▶ _WHAT THE TASK REQUIRES_:
A complete, exact copy of the records is needed here.

RECORDS TO PROCESS section start

PR #53566, opened 2019-06-21
Faster tests

waynew:
### What does this PR do?

Makes test go fast 💨 ⏩ 🚀 

During a some cursory checks, a test class typically went from around 60s to 1s. So, quite a bit of a speedup.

RECORDS TO PROCESS section end

▶ _TASK RESPONSE_:
PR #53566, opened 2019-06-21
Faster tests

waynew:
### What does this PR do?

Makes test go fast 💨 ⏩ 🚀 

During a some cursory checks, a test class typically went from around 60s to 1s. So, quite a bit of a speedup.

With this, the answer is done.